Menjelang Imlek, masyarakat Solo dan sekitarnya sangat menantikan event Grebeg Sudiro. Penyelenggaraan event ini adalah bentuk akulturasi budaya antara Tionghoa dan Jawa. penasaran apa itu Grebeg Sudiro?
Dikutip dari akun Instagram resmi Grebeg Sudiro, @grebeg_sudiro, event ini berlangsung dari 27 Januari hingga 22 Februari 2024. Rangkaian acaranya meliputi Umbul Mantran, Bazar, Perahu Wisata, Karnaval Budaya, dan ditutup dengan Heritage & Harmony Music.
Mari pahami apa itu Grebeg Sudiro dan asal-usulnya dengan membaca penjelasan lengkap berikut ini!
SCROLL TO CONTINUE WITH CONTENT
Apa Itu Grebeg Sudiro?
Mengutip laman resmi Pemerintah Kota Solo, 'Grebeg' dalam tradisi Jawa, merujuk pada perayaan rutin dan ucapan syukur untuk memperingati peristiwa penting. Sementara 'Sudiro' diambil dari Kampung Sudiroprajan di sekitar Pasar Gede.

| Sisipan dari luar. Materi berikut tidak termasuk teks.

Issue #249, opened 2016-04-25
Add gopherjs to travis.yml


EtienneBruines:
It'd be nice if we tested the build integrity of `engo` w.r.t. gopherjs as well. 

Should be done after #247, though. 

Something I found on the web:
```
language: go
go:
  - 1.5
addons:
  apt:
    packages:
      - nodejs
install:
  - go get -u github.com/gopherjs/gopherjs
script:
  - diff -u <(echo -n) <(gofmt -d ./)
  - gopherjs test
```

I can imagine we also have to use that `script` tag to define it. Not sure if we have to write some weird script to find all `main` files, though. (Travis now does that for us, using just Go)

EtienneBruines:
Done in https://github.com/EngoEngine/engo/commit/e5a88d21b82a2fcab7048cf941b7bad02850c498

PR #255, opened 2016-04-27
Test demos in travis checks

otraore:
This will truly ensure that demos can be built when testing (this will be really useful for PRs).

https://www.reddit.com/r/golang/comments/3393hg/go_build_doesnt_build_binaries/

> When the command line specifies a single main package, build writes the resulting executable to output. Otherwise build compiles the packages but discards the results, serving only as a check that the packages can be built.
>


EtienneBruines:
You do know they are already being built by travis (by default) ? 

But I guess it helps with #249

mewmew:
Potentially, we could also make sure that the tutorial ([EngoEngine/TrafficManager](https://github.com/EngoEngine/TrafficManager)) is building, even if it is located in a separate repository.

.travis.yml
```diff
@@ -8,3 +8,6 @@ before_install:
 go_import_path: engo.io/engo
 go:
 - 1.6.2
+script:
+    - go test -v ./..
```
mewmew: Should be `go test -v ./...` (missing one dot `.`).

paked:
@mewmew That is a good idea. Lets get TrafficManager in on the travis-ci fun!

otraore:
"You do know they are already being built by travis (by default) ?" - @EtienneBruines 

To the best of my understanding, no they are not. Only tests are being ran as far as I know.

EtienneBruines:
@otraore I've seen tests fail (at this repo) because the demos weren't updated :P So I guess go test -v ./... does compile `main` packages.

otraore:
@EtienneBruines You're right but turns out it's go get. Anyones free to add in the TrafficManager to the build in the meantime, if not I'll do it tomorrow or something.

EtienneBruines:
Done in https://github.com/EngoEngine/engo/commit/e5a88d21b82a2fcab7048cf941b7bad02850c498.

PR #263, opened 2016-05-01
Renamed Width() and Height() to fix #212

### LINKED ISSUE #212: Naming of Width/Height WindowWidth/WindowHeight
The naming is currently horrible. 

We have two variants, both with width/height:
`WindowWidth` and `Width`. 

Currently, `WindowWidth` is a 1:1 match with the width in pixels of your game window. The `Width()` (which is the private variable `gameWidth`), is a bit more unclear. It's a 1:1 match with the width of your game window, **iff** `ScaleOnResize` is set to false. In other words, the `gameWidth` does not change if the window size changes. 

We should come up with better names, and document it better.

otraore:
Fixes https://github.com/EngoEngine/engo/issues/212#


EtienneBruines:
For future reference, I gave the `LGTM` on this one.

PR #266, opened 2016-05-02
Added initial legacy drawing support

EtienneBruines:
All done and ready for review (scroll down to latest `current state` comment).


EtienneBruines:
If anyone can comment as to which color the triangle is shown on the Triangle demo, that'd be awesome :smile: 

I currently see this

EtienneBruines:
Current state: Triangle is working.

EtienneBruines:
Curent status (in case I forget when I wake up tomorrow):

* Triangles can be drawn
* Rectangles can be drawn
* Circles can be drawn
* Circles rely on the window (Canvas!) height. 
* Circles have code that manually maps "ingame coordinates" to "screen coordinates", ugh...
* Nothing works with the `CameraSystem` yet. 
* I haven't tested rotation, but I fear that at least the circle will fail.

EtienneBruines:
Current status:

* Triangles, Rectangles, Circles and `ComplexTriangles` can be drawn.
* Color, size and rotation can be defined using `RenderComponent` and `SpaceComponent`. 
* They all work nicely with the `CameraSystem`, including rotation and zoom. 
* Borders are not yet operational. 

Is there anything else we'd like to see, order than the borders? @paked @otraore ?

otraore:
Nope this is perfect @EtienneBruines, If you can fix the travis builds, that should be it.

EtienneBruines:
Current status:

* Triangles, Rectangles, Circles and ComplexTriangles can be drawn. ComplexTriangles is a collection of points that make up triangles, which can be used to draw any object you want (as long as you can define it as a set of triangles).
* Color, size and rotation can be defined using RenderComponent and SpaceComponent.
* They all work nicely with the CameraSystem, including rotation and zoom.
* Borders are implemented
* Building is fixed (mainly because of @otraore)

Known bugs:
* `Circle` does not work with MSAA, and its border doesn't either. These have a worse quality than the others. 
* `ComplexTriangle` has a [weird-looking border](https://www.huperwebs.nl/upload/screenshot-2016-05-04_20:40:44.jpg) - no easy workaround AFAIK. 

My thought is to leave those bugs as-is, and create issues for them (I have no idea how to fix them, and wouldn't want this PR to be here forever). 

The coding part is done, so it's up for review.

engo_glfw.go
```diff
@@ -195,7 +197,7 @@ func SetBackground(c color.Color) {
 	if !headless {
 		r, g, b, a := c.RGBA()
 
-		Gl.ClearColor(float32(r), float32(g), float32(b), float32(a))
+		Gl.ClearColor(float32(r)/0xffff, float32(g)/0xffff, float32(b)/0xffff, float32(a)/0xffff)
```
EtienneBruines: This fixes the `engo.SetBackground` on the desktop. It currently only works with 100% black or 100% white. This allows for any color.

engo_js.go
```diff
@@ -36,7 +36,7 @@ func init() {
 //var canvas *js.Object
 var document = dom.GetWindow().Document().(dom.HTMLDocument)
 
-func CreateWindow(title string, width, height int, fullscreen bool) {
+func CreateWindow(title string, width, height int, fullscreen bool, msaa int) {
```
EtienneBruines: Not used, but still added to have the same signature as the desktop variant.

render.go
```diff
@@ -108,6 +108,8 @@ func (rs *RenderSystem) New(w *ecs.World) {
 		initShaders()
 	}
 
+	Gl.Enable(Gl.MULTISAMPLE)
```
EtienneBruines: No harm in doing this, even when `MSAA` is set to `1`.

shaders.go
```diff
@@ -122,7 +119,12 @@ void main (void) {
 }
 
 func (s *basicShader) Pre() {
+	// Enable shader and buffer, enable attributes in shader
 	Gl.UseProgram(s.program)
+	Gl.BindBuffer(Gl.ELEMENT_ARRAY_BUFFER, s.indexVBO)
+	Gl.EnableVertexAttribArray(s.inPosition)
+	Gl.EnableVertexAttribArray(s.inTexCoords)
+	Gl.EnableVertexAttribArray(s.inColor)
```
EtienneBruines: Best-practice is to `Enable` and `Disable` those whenever we switch shaders. If we don't, other shaders won't run without throwing errors.

shaders.go
```diff
@@ -209,6 +210,15 @@ func (s *basicShader) Draw(ren *RenderComponent, space *SpaceComponent) {
...
 	s.lastBuffer = nil
+
+	// Cleanup
+	Gl.DisableVertexAttribArray(s.inPosition)
+	Gl.DisableVertexAttribArray(s.inTexCoords)
+	Gl.DisableVertexAttribArray(s.inColor)
+
+	Gl.BindTexture(Gl.TEXTURE_2D, nil)
+	Gl.BindBuffer(Gl.ARRAY_BUFFER, nil)
+	Gl.BindBuffer(Gl.ELEMENT_ARRAY_BUFFER, nil)
```
EtienneBruines: These three lines unbind the buffers, so it won't be used by other shaders.

shaders.go
```diff
@@ -232,6 +242,10 @@ func (s *basicShader) generateBufferContent(ren *RenderComponent, buffer []float
 	h := ren.Drawable.Height()
 
 	colorR, colorG, colorB, colorA := ren.Color.RGBA()
+	colorR >>= 8
+	colorG >>= 8
+	colorB >>= 8
+	colorA >>= 8
```
EtienneBruines: Because `ren.Color.RGBA()` returns in the range of `0` to `0xffff` (instead of `0xff`), they need to be made smaller in order to work. This is being done in other parts of the code as well. 

Note this will result in a range from `0` to `255` (`0xff`). The `SetBackground` expected range from `0` to `1`, which is why we divided by `0xffff` in that scenario.

shaders.go
```diff
@@ -278,16 +292,489 @@ func setBufferValue(buffer []float32, index int, value float32, changed *bool) {
...
+varying vec4 var_BorderColor;
+
+void main (void) {
+  gl_FragColor = var_Color;
+
+  float halfBorder = var_BorderWidth / 2;
+
+  if (var_Radius.x > 0.0 && var_Radius.y > 0.0)
+  {
+    if (pow(gl_FragCoord.x - var_Center.x, 2.0) / pow(var_Radius.x - halfBorder, 2.0) + pow(gl_FragCoord.y - var_Center.y, 2.0) / pow(var_Radius.y - halfBorder, 2.0) > 1.0)
```
EtienneBruines: This line basically says: if this single pixel we're looking at, is outside of the circle (by looking at the range from the center of the circle), then ...

shaders.go
```diff
@@ -278,16 +292,489 @@ func setBufferValue(buffer []float32, index int, value float32, changed *bool) {
...
+    {
+      if (pow(gl_FragCoord.x - var_Center.x, 2.0) / pow(var_Radius.x + halfBorder, 2.0) + pow(gl_FragCoord.y - var_Center.y, 2.0) / pow(var_Radius.y + halfBorder, 2.0) > 1.0)
```
EtienneBruines: This line basically says: if the single pixel we're looking at, is outside of the circle (taking account the border as well), then ...

shaders.go
```diff
@@ -278,16 +292,489 @@ func setBufferValue(buffer []float32, index int, value float32, changed *bool) {
...
+	  {
+	    gl_FragColor.w = 0.0;
```
EtienneBruines: Make it invisible :smile:

shaders.go
```diff
@@ -278,16 +292,489 @@ func setBufferValue(buffer []float32, index int, value float32, changed *bool) {
...
+	  } else {
+	    gl_FragColor = var_BorderColor;
```
EtienneBruines: If not, show the border.

otraore:
LGTM, merging it in.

Tradisi ini awalnya untuk memperingati ulang tahun Pasar Gede Hardjonagoro, digagas oleh warga etnis Tionghoa dan Jawa di Kampung Sudiroprajan.
Dengan semangat kebhinnekaan, Pemerintah Kota Solo mendukung Grebeg Sudiro sebagai perayaan tahunan. Grebeg Sudiro melibatkan dua kegiatan utama, yakni sedekah bumi dan kirab budaya.
Sedekah bumi mengekspresikan rasa syukur pedagang Pasar Gede dan masyarakat sekitar. Sementara kirab budaya melibatkan kebersamaan dua etnis, Tionghoa dan Jawa, dengan menampilkan tarian khas Jawa, serta pertunjukan Liong dan Barongsai.
Kelurahan Sudiroprajan, Kecamatan Jebres, dikenal sebagai Kampung Pecinan karena dihuni banyak etnis Tionghoa. Wilayah ini mencakup Kampung Kepanjen, Balong, Mijen, Ngampil, Samaan, Ketandan, Limolasan, dan Balong Lengkong.
Sejarah Munculnya Grebeg Sudiro
Dihimpun dari artikel berjudul 'Tradisi Grebeg Sudiro di Sudiroprajan' oleh Tissania Clarasati Adriana yang dimuat di Jurnal Candi Vol. 5 (2013), Grebeg Sudiro adalah tradisi yang menggambarkan pembauran budaya Jawa dan Tionghoa. Tradisi ini lahir pada tahun 2007 di Sudiroprajan, Solo.
Inisiatornya adalah antara lain Oei Bengki, Sarjono Lelono Putro, dan Kamajaya. Persetujuan dari pihak kelurahan, budayawan, tokoh masyarakat, dan LSM memungkinkan pelaksanaan tradisi ini.
Meski baru berlangsung selama beberapa tahun, Grebeg Sudiro mencerminkan semangat kerukunan antar etnis. Tradisi ini muncul dari keinginan para pendiri untuk mengangkat nama Sudiroprajan dan terinspirasi oleh tradisi Kampung Sewu.
Grebeg Sudiro bertujuan menyatukan warga Tionghoa dan Jawa di Sudiroprajan, sebuah daerah yang sudah lama dikenal harmonis dengan perkawinan campur dan interaksi budaya yang erat. Grebeg Sudiro, dengan tema yang berbeda setiap tahun, juga mendapat pengakuan dari Pemerintah Kota Solo sebagai acara agenda tahunan.
Melalui kreativitas warga Sudiroprajan dalam membuat kerajinan dan menarik perhatian dengan manik-manik, lampion, dan makanan khas Tionghoa, Grebeg Sudiro berhasil memperkenalkan kelurahan Sudiroprajan kepada masyarakat luas. Oleh karena itu, perekonomian warga meningkat dan semakin menegaskan adanya persatuan dalam perbedaan.
Demikian penjelasan lengkap tentang Grebeg Sudiro. Jangan lewatkan keseruannya, Lur! Semoga bermanfaat.